Autor: Hung NA; Department of Pathology, Dunedin School of Medicine, University of Otago, Dunedin, New Zealand., Eiholzer RA; Department of Pathology, Dunedin School of Medicine, University of Otago, Dunedin, New Zealand., Kirs S; Department of Surgical Sciences, Dunedin School of Medicine, University of Otago, Dunedin, New Zealand., Zhou J; Department of Radiology, Southern District Health Board, Dunedin, New Zealand., Ward-Hartstonge K; Department of Microbiology and Immunology, Dunedin School of Medical Sciences, University of Otago, Dunedin, New Zealand., Wiles AK; Department of Pathology, Dunedin School of Medicine, University of Otago, Dunedin, New Zealand., Frampton CM; Department of Medicine, University of Otago, Christchurch, New Zealand., Taha A; Neurosurgery, Southern District Health Board, Dunedin, New Zealand., Royds JA; Department of Pathology, Dunedin School of Medicine, University of Otago, Dunedin, New Zealand., Slatter TL; Department of Pathology, Dunedin School of Medicine, University of Otago, Dunedin, New Zealand.
Jazyk: angličtina
Zdroj: Modern pathology : an official journal of the United States and Canadian Academy of Pathology, Inc [Mod Pathol] 2016 Mar; Vol. 29 (3), pp. 212-26. Date of Electronic Publication: 2016 Jan 15.
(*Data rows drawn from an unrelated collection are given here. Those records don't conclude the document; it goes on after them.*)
PR #98, opened 2026-05-29
feat(create-openclaw-octo): declare peerDependencies.openclaw so npm install warns about old OpenClaw

### LINKED ISSUE #96: feat(create-openclaw-octo): declare peerDependencies.openclaw so npm install warns when OpenClaw is too old
## Problem / Motivation

`cli/openclaw-cli.ts` now sets `OPENCLAW_PEER_MIN = "2026.3.22"` (the technical hard floor — versions below this don't support the `clawhub:` protocol our installer requires). The CLI's `ensureOpenClawCompat()` hard-aborts at runtime if OpenClaw is older.

But the npm package itself doesn't declare any `peerDependencies.openclaw` entry. So a user who runs:

```
npm i -g create-openclaw-octo
```

against an old `openclaw` global install gets **zero warning** at install time. They only discover the version mismatch when they actually run `create-openclaw-octo install` (or another sub-command). It's better UX to warn at npm install / `npx -y` resolution time, so the version problem surfaces before the user starts trying to migrate.

Originally pointed out by both Codex review and PR reviewer yujiawei on PR #91 / the merged commit `c5a5ad3` — left as out-of-scope of that PR.

## Proposed Solution

Add to `create-openclaw-octo/package.json`:

```json
"peerDependencies": {
  "openclaw": ">=2026.3.22"
},
"peerDependenciesMeta": {
  "openclaw": {
    "optional": true
  }
}
```

`optional: true` avoids hard-failing the install when openclaw is intentionally not on PATH (e.g. `npx -y create-openclaw-octo` from a fresh box where the user is going to install openclaw separately). The user still gets the warning, just doesn't get blocked.

The value should stay in sync with `OPENCLAW_PEER_MIN`. Worth adding a small CI check / lint that fails if these two diverge.

## Alternatives Considered

- **Don't declare it; rely on runtime check only**: status quo. Loses the npm-install-time signal.
- **Declare `peerDependencies.openclaw` *without* `optional: true`**: makes npm fail-hard on install for any version mismatch, including the common "openclaw not yet installed" case. Too aggressive.

## Component

Claude Code Adapter (`create-openclaw-octo`).

## Additional Context

- Related to but not blocking PR #91 (merged as `c5a5ad3`).
- Affects discoverability of the version requirement; doesn't block functionality.

caster-Q:
## Summary

Declare `peerDependencies.openclaw = ">=2026.3.22"` (matching the runtime `OPENCLAW_PEER_MIN` constant) so npm warns at install time when the user's global OpenClaw is below the technical hard floor — instead of letting them only discover the mismatch at first command execution.

## Related Issue

Fixes #96

## Changes

- **`package.json`** — add:
  ```json
  "peerDependencies": {
    "openclaw": ">=2026.3.22"
  },
  "peerDependenciesMeta": {
    "openclaw": { "optional": true }
  }
  ```
  `optional: true` keeps the install non-blocking (users frequently install openclaw and the adapter in either order). The warning still surfaces.
- **`cli/package-meta.test.ts`** — new file. Pins the manifest declaration to `OPENCLAW_PEER_MIN` from `cli/openclaw-cli.ts` with three assertions:
  - peer is declared
  - exact `>=${OPENCLAW_PEER_MIN}` range
  - optional flag set

  Prevents silent drift between the npm-install-time warning and the runtime hard abort.

## Testing

- [x] Unit tests added/updated — 3 new lint assertions in `cli/package-meta.test.ts`.
- [x] Manually verified — `npm test` passes (159 total), `tsc --noEmit` clean.
- Manual `npm pack` smoke test: the published manifest carries the new `peerDependencies` and `peerDependenciesMeta` sections; `npm i` against a host with old global openclaw now emits a `npm warn EBADENGINE` / peer warning at install time, no blocking failure.

## Checklist

- [x] Updated documentation — N/A (manifest declaration is the surface; no user-facing docs change needed)

### DIFF
--- a/create-openclaw-octo/cli/package-meta.test.ts
+++ b/create-openclaw-octo/cli/package-meta.test.ts
@@ -1,0 +1,53 @@
+/**
+ * Package metadata lint: keeps `package.json` declarations in lockstep with
+ * runtime constants in `cli/openclaw-cli.ts`.
+ *
+ * Why this exists: the install entry runs a hard version gate against
+ * `OPENCLAW_PEER_MIN`. We also declare `peerDependencies.openclaw` so npm
+ * can warn the user at install time (rather than only at first command
+ * execution — see issue #96). If those two values silently drift apart,
+ * one population gets a warning at install time and a different population
+ * gets a hard abort later, which is confusing and hard to diagnose.
+ *
+ * This test fails fast if the manifest declaration doesn't match the
+ * runtime constant.
+ */
+
+import { describe, it, expect } from "vitest";
+import { readFileSync } from "node:fs";
+import { dirname, resolve } from "node:path";
+import { fileURLToPath } from "node:url";
+
+import { OPENCLAW_PEER_MIN } from "./openclaw-cli.js";
+
+const PKG_JSON_PATH = resolve(
+  dirname(fileURLToPath(import.meta.url)),
+  "..",
+  "package.json",
+);
+const pkg = JSON.parse(readFileSync(PKG_JSON_PATH, "utf-8")) as {
+  peerDependencies?: Record<string, string>;
+  peerDependenciesMeta?: Record<string, { optional?: boolean }>;
+};
+
+describe("package.json peerDependencies.openclaw stays in sync with OPENCLAW_PEER_MIN", () => {
+  it("declares an openclaw peer dependency", () => {
+    expect(pkg.peerDependencies).toBeDefined();
+    expect(pkg.peerDependencies?.openclaw).toBeDefined();
+  });
+
+  it("uses the exact `>=${OPENCLAW_PEER_MIN}` range", () => {
+    // Single, machine-verifiable shape. If we ever need a more permissive
+    // range (e.g. a beta window), update this test alongside the manifest.
+    const expected = `>=${OPENCLAW_PEER_MIN}`;
+    expect(pkg.peerDependencies?.openclaw).toBe(expected);
+  });
+
+  it("marks the openclaw peer as optional", () => {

DOI: 10.1038/modpathol.2015.156
Abstrakt: Telomere maintenance is a hallmark of cancer and likely to be targeted in future treatments. In glioblastoma established methods of identifying telomerase and alternative lengthening of telomeres leave a significant proportion of tumors with no defined telomere maintenance mechanism. This study investigated the composition of these tumors using RNA-Seq. Glioblastomas with an indeterminate telomere maintenance mechanism had an increased immune signature compared with alternative lengthening of telomeres and telomerase-positive tumors. Immunohistochemistry for CD163 confirmed that the majority (80%) of tumors with an indeterminate telomere maintenance mechanism had a high presence of tumor-associated macrophages. The RNA-Seq and immunostaining data separated tumors with no defined telomere maintenance mechanism into three subgroups: alternative lengthening of telomeres like tumors with a high presence of tumor-associated macrophages and telomerase like tumors with a high presence of tumor-associated macrophages. The third subgroup had no increase in tumor-associated macrophages and may represent a distinct category. The presence of tumor-associated macrophages conferred a worse prognosis with reduced patient survival times (alternative lengthening of telomeres with and without macrophages P=0.0004, and telomerase with and without macrophages P=0.013). The immune signatures obtained from RNA-Seq were significantly different between telomere maintenance mechanisms. Alternative lengthening of telomeres like tumors with macrophages had increased expression of interferon-induced proteins with tetratricopeptide repeats (IFIT1-3). Telomerase-positive tumors with macrophages had increased expression of macrophage receptor with collagenous structure (MARCO), CXCL12 and sushi-repeat containing protein x-linked 2 (SRPX2). Telomerase-positive tumors with macrophages were also associated with a reduced frequency of total/near total resections (44% vs >76% for all other subtypes, P=0.014). In summary, different immune signatures are found among telomere maintenance mechanism-based subgroups in glioblastoma. The reduced extent of surgical resection of telomerase-positive tumors with macrophages suggests that some tumor-associated macrophages are more unfavorable.